The peCOD COD method relies on green chemistry and nanotechnologies for determining dissolved COD in natural and wastewater samples in a simple, rapid, and direct way. The peCOD method utilizes the charge originating from oxidizing organic species contained in the sample to measure COD. The core of the peCOD technology is the sensor, which consists of a UV-activated nano-particulate titanium dioxide (TiO2) photocatalyst coupled to an external circuit. When a sample analysis is initiated, the sample is introduced into the sensor, the TiO2 is irradiated by UV light, and a potential bias is applied. The UV light creates a positive photo hole in the TiO2 sensor which is a very powerful oxidizing agent (+3.1 V) that will readily lead to the transfer of electrons from organic species in the cell. TiO2 has a much higher oxidizing power compared to dichromate (the chemical potential of dichromate is E° = 1.6V), meaning that TiO2 is better able to break the bonds contained within difficult organic compounds and liberate electrons.
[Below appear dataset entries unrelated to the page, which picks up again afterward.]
PR #442, opened 2016-07-29
(wip) tweaks to make workers work in Firefox context

jlongster:
I had a little difficulty making this work. The config system feels a bit awkward, and hard to figure out what's pulling in what. We can't pull in the firefox config if `process.env.NODE_ENV === "production"`, because that value has nothing to do with the target. We should be able to run dev/prod locally, and dev/prod in Firefox.

The problem is that we pull in config for firefox at build time, so `DebuggerTarget` does not exist because that's defined at build time. I had to add a parameter to `getConfig` but I don't love it. Just wanted to show what's needed; we can tweak this after feedback into something merge-able.

### DIFF
--- a/public/js/selectors.js
+++ b/public/js/selectors.js
@@ -46,8 +46,7 @@ function getSelectedFrame(state: AppState) {
 }
 
 function getSourceMapURL(state: AppState, source: any) {
-  const tab = getSelectedTab(state);
-  return tab.get("url") + "/" + source.sourceMapURL;
+  return source.url + "/" + source.sourceMapURL;
 }
 
 /**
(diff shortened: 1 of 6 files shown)


public/js/selectors.js
```diff
@@ -46,8 +46,7 @@ function getSelectedFrame(state: AppState) {
 }
 
 function getSourceMapURL(state: AppState, source: any) {
-  const tab = getSelectedTab(state);
-  return tab.get("url") + "/" + source.sourceMapURL;
+  return source.url + "/" + source.sourceMapURL;
```
jlongster: Needed to tweak this also because the selected tab does not exist in the Firefox context, but I think the sourceMapURL should be resolved relative to the source. This should also be a smarter `join(source.url, source.sourceMapURL)`.

I can move this out of the PR, just wanted to show everything that we need to work on.

jlongster:
Superseded by #452

PR #444, opened 2016-07-29
Pause on top-level breakpoint

### LINKED ISSUE #245: Editor breakpoints are missing when the debuggee is refreshed

jasonLaster:
Fixes #245 

Use Case:
+ add a breakpoint
+ refresh debuggee
+ see the pause location
+ see the breakpoint in the gutter

### DIFF
--- a/public/js/components/EditorBreakpoint.js
+++ b/public/js/components/EditorBreakpoint.js
@@ -26,12 +26,23 @@ const Breakpoint = React.createClass({
 
   displayName: "Breakpoint",
 
-  componentWillMount: function() {
+  addBreakpoint: function() {
     const bp = this.props.breakpoint;
     const line = bp.location.line - 1;
-
     this.props.editor.setGutterMarker(line, "breakpoints", makeMarker());
     this.props.editor.addLineClass(line, "line", "breakpoint");
+  },
+
+  componentDidMount: function() {
+    if (!this.props.editor) {
+      return;
+    }
+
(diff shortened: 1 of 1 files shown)


public/js/components/EditorBreakpoint.js
```diff
@@ -26,14 +26,25 @@ const Breakpoint = React.createClass({
 
   displayName: "Breakpoint",
 
-  componentWillMount: function() {
+  addBreakpoint: function() {
     const bp = this.props.breakpoint;
     const line = bp.location.line - 1;
-
     this.props.editor.setGutterMarker(line, "breakpoints", makeMarker());
     this.props.editor.addLineClass(line, "line", "breakpoint");
```
jlongster: This function will now fire twice whenever the editor is rerendered (and thus the breakpoints). This could be solved by implementing `shouldComponentUpdate`:

```js
shouldComponentUpdate(nextProps) {
  return this.props.editor !== nextProps.editor;
}
```

Now, it will only add the breakpoint if the editor changes (which will happen if it was `null` before).

jasonLaster:
merged

jlongster:
Can you either merge through github or reference the commit here? We need to make sure you can view the actual committed changes from every PR. It's hard to see if you addressed my comment or not.

Issue #439, opened 2016-07-29
Right Sidebar element wrapping


jasonLaster:
When the right sidebar is narrow, there are weird wrapping that should be fixed with an overflow hidden. Chrome has the right behavior here, which is effectively to allow the user to shrink the UI, without attempting to be responsive at a certain point. The UI won't be usable, but that is okay as the user could always expand the sidebar later.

Since dichromate has less energy available to it to perform this function, the method relies on additional help in the form of heat, pressure and sulfuric acid. It is because of this increased oxidizing power that peCOD is better able to measure a number of important organics such as nicotinic acid, benzene, diethylamine, certain carboxylic acids, alcohol, and more.

The goal of this project was to compare the results of the accredited analysis for COD of surface water samples utilized within the laboratory (the dichromate method) to the peCOD results, and evaluate the correlation of the peCOD measurement to the measurement of BOD.